少年の死の白さ
嘆く声でできあがる時の断面
時を終点まで飛ぶことが目的なら
ひとの生の意味は
どんなに明確だろう
少女の手のソフトクリーム
老いた背から透かし見るこころ
死者をおおう結晶
ここまで書いて、わたしは立ち止まった。もちろん、紙の上での話である。
そのまま書き続けることはできる。それは次回書こうと思う。
少年の死、生の意味、季節の白、このまま書くと、生のかなしみ、わたしなりに考える生の意味、その生のなかで感じる死とその後の意味を書くのだろうーーこれは、あくまでわたしが今想像していることで、実際にはどう書くかは、書いてみないとわからないことだ。
芭蕉は、実際に書いた時と、全く違う季節に変えて発表した作品がいくつもある。
季語を変えることで季節が変わる俳句では、季節を変えるのはまだ易しいかもしれない。下手なわたしの俳句でも、これは春にしてしまえ、と春にすることがある。
しかし、詩の表現する世界を変えることは難しい。かなしみの詩をよろこびの詩に書き変えることはまだ簡単だと思う。
言葉が掴んだか掴みきれたかわからない世界を表現した詩や、明確に最初から最後までひとつの心の情景を表現した詩は、全く別の作品にするのは難しい。
島崎藤村の詩は書き変えるにはそんなに困難でない。立原道造の詩もそうである。しかし、中原中也の詩は困難である。

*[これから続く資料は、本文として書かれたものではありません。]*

PR #9378, opened 2026-05-29
feat: support $f/ and $u/ import path aliases for scripts

hugocasa:
## Summary

When a Windmill script imports another workspace script via the absolute path `/f/foo/bar.ts` (or `/u/...`), it resolves on the worker but **breaks locally**: the leading `/` makes every local tool (tsc, Deno, Bun, node) treat it as a filesystem-root path, while the CLI lays scripts out under `<project>/f/...` relative to the project root.

This PR adds `$f/...` / `$u/...` as local-friendly aliases. The `$`-prefixed form is a *bare specifier* that tsconfig `paths` and Deno import maps can remap to the on-disk `f/`/`u/` folders, so the **same import resolves both on the Windmill worker and in a local editor**. It's additive — `/f/` and `/u/` keep working — and the new form keeps the existing `.ts` extension convention.

## Changes

**Worker — recognize the aliases at runtime**
- `deno_executor.rs`: add `$f/` / `$u/` entries to the generated Deno import map.
- `loader.bun.js` + `loader.bun.windows.js`: normalize `$f/`/`$u/` to the absolute `/f/`,`/u/` resolution branch (and `.ts` auto-append). `loader_builder.bun.js` reuses the same plugin.

**Dependency tracking / lockgen**
- `windmill-dep-map/src/lib.rs` and `windmill-parser-ts/src/lib.rs` (`parse_relative_imports`, also used by the WASM/CLI): strip `$f/`→`f/`, `$u/`→`u/` so the dependency graph, staleness propagation and lockfiles see `$`-imports.

**CLI — local resolution (two-file managed config, mirroring the AI-prompts model)**
- New `wmill refresh tsconfig` command, also run unconditionally by `wmill init` (no longer gated behind resource-type namespace / a bound workspace).
- Generates a wmill-**managed** `tsconfig.wmill.json` (always refreshed; holds the recommended `compilerOptions` incl. `$f/$u` `paths` + `allowImportingTsExtensions`) and a **user-owned** `tsconfig.json` that just `extends` it (created once, never overwritten). Existing non-extending tsconfigs get a warning, never an auto-edit. This lets us evolve the recommended config over time without clobbering user customizations — exactly how `AGENTS.cli.md` (managed) / `AGENTS.md` (user-owned) work. Deno-default projects get the equivalent `import_map.wmill.json` + `deno.json` `importMap`.

**Frontend — editor IntelliSense**
- `relative_imports.ts`, `ata/index.ts`, `monacoLanguagesOptions.ts`: ATA fetches/registers `$f/` imports under their `/f/...` path and Monaco's `paths` maps the alias back, so the in-app editor resolves `$f/`/`$u/` type hints.

## Validation

- `cargo` workspace compiles; `windmill-parser-ts` unit tests pass (added `$f/`/`$u/` cases).
- Added `$f/`-alias variants of the Bun & Deno relative-import worker tests.
- Frontend `npm run check:fast` passes; CLI `bunx tsc --noEmit` clean on changed files.
- **End-to-end (live)**: Bun+`$f/`, Deno+`$f/` (import map), Bun+`$u/`, legacy `/f/` (back-compat) all run; deploying a `$f/` importer records the `dependency_map` edge.
- **ATA (live)**: opening a script importing `$f/...` fetches the helper (200) and the Monaco editor shows 0 error squiggles.
- **CLI (live)**: `wmill init` generates `tsconfig.wmill.json` + `tsconfig.json` (extends); `wmill refresh tsconfig` works standalone and is idempotent; `tsc` resolves a `$f/` import through the extends chain on a real pulled project; non-extending tsconfig triggers the warning. Verified the rebuilt WASM parser via `bun link`.

## Test plan

- [ ] Web editor: a Bun/Deno script importing `$f/folder/script.ts` resolves type hints (no "cannot find module") and runs via Test.
- [ ] `$u/user/script.ts` imports resolve and run.
- [ ] Existing `/f/` and `/u/` imports still work (back-compat).
- [ ] `wmill init` creates `tsconfig.wmill.json` (managed) + `tsconfig.json` (extends); `$f/` imports resolve in VS Code against pulled scripts.
- [ ] `wmill refresh tsconfig` refreshes the managed file and auto-wires an existing unlinked `tsconfig.json` (adds `extends`); a commented/JSONC tsconfig is left untouched with a warning instead.
- [ ] Deploying / `wmill sync push` a `$f/` importer tracks the dependency and generates a lockfile without 404ing the alias.

## Consistency with the prompts setup

The managed/user tsconfig split mirrors the `AGENTS.cli.md` (managed) / `AGENTS.md` (user-owned) prompts model, and now behaves **identically** to it on the two points that previously diverged:

1. **Existing unlinked file → auto-wired.** Just like `refresh prompts` appends `@AGENTS.cli.md` to an existing `AGENTS.md`, `refresh tsconfig` now adds `extends` to an existing `tsconfig.json` (and `importMap` to `deno.json`), merging into an array `extends` when one is already present. It parses the JSON and **falls back to a warning (never corrupts)** when it can't round-trip — i.e. a commented/JSONC config, or a `deno.json` that already defines `imports`.
2. **Always-on warning is stale-only.** `warnIfTsconfigStale` now mirrors `warnIfPromptsStale` exactly: gated on the *managed* file existing (= opted in) and only ever warns that it's **stale** — never about a missing or unlinked user config. So a deliberately custom/unlinked setup is never nagged, and a not-yet-initialized project stays silent.

## Follow-ups

- The CLI consumes the published `windmill-parser-wasm-ts` npm package — the dep-tracking change lands for users once that package is rebuilt/republished and `cli/package.json` bumped (verified locally via `bun link`). The generated tsconfig/deno config work independently today.
- `sync pull` doesn't (re)generate the tsconfig; a pure-sync clone that never runs `init`/`refresh tsconfig` won't get the aliases. Could optionally refresh during pull if desired.
- User-facing docs (separate docs repo).


hugocasa:
Thanks for the reviews @ — two intentional points to record:

**[P1] `windmill-parser-wasm-ts` pin (`1.695.0`)** — acknowledged and the explicit merge gate (hence the `[do not merge, publish parser first]` title). The Rust parser source, dep-map, Bun/Deno loaders, Deno import map, frontend ATA + Monaco are all updated for `$f/`/`$u/`; only the *published* CLI WASM package lags. Publishing the parser and bumping `cli/package.json` is the unblock step before merge.

**[P1/P2] `bun add -d bun-types` on `wmill init`** — intentional, leaving the pre-existing behavior in place. `bun-types` is only referenced from the generated managed tsconfig when it's actually installed (it's excluded from the freshness hash), and the install is skipped entirely when Bun isn't present (instructions are logged instead). The broader call site is deliberate so a fresh `wmill init` produces a working IDE setup.

The other two findings (plain-`.ts`-only local resolution; tsconfig generated for non-TS projects) are already documented as known/intentional in code and the PR body. The `extends` ordering P2 was fixed in ab8f7dd (managed config now first, preserving the user's base).

hugocasa:
/docs replace the absolute path docs with this new recommended way

hugocasa:
Thanks for the reviews.

**@pi** — confirmed good to merge. Ran the manual checks live: Bun + Deno + `$u/` scripts deploy and run correctly via the aliases, and the Deno lock now records the resolved dependency (the lock-gen import map was missing `$f/`/`$u/` — fixed).

**@codex** — good catch on the P2 (custom `paths` shadowing the aliases). Addressed: rather than silently auto-wiring, `wmill refresh tsconfig` / `wmill init` now detects when an existing custom `tsconfig.json` defines its own `compilerOptions.paths` — which TS does *not* merge across `extends` — and **warns** the user to add `"$f/*": ["./f/*"]` / `"$u/*": ["./u/*"]` manually, instead of adding an `extends` that would be shadowed. Configs without their own `paths` auto-wire as before.

For transparency, the remaining notes (bun-types auto-install on `init`, `.ts`-only local resolution, tsconfig generated for non-TS projects) are intentional and were confirmed earlier in the thread.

言葉の下に作者が残した肉体の感じがある。
この違いが何によるか、何を示しているかはわからないが、そこには、わたしたちが知性で把握できない何かが言葉を通して表れているように思う。
詩が咽喉からこぼれる、と書いたが、そうでないのはどこからか、口からか、それを考えるのは無意味ではないように思う。
次回は、最初にあげたわたし自身の詩の書きかけを全く違う世界に仕上げることで試してみようと思う。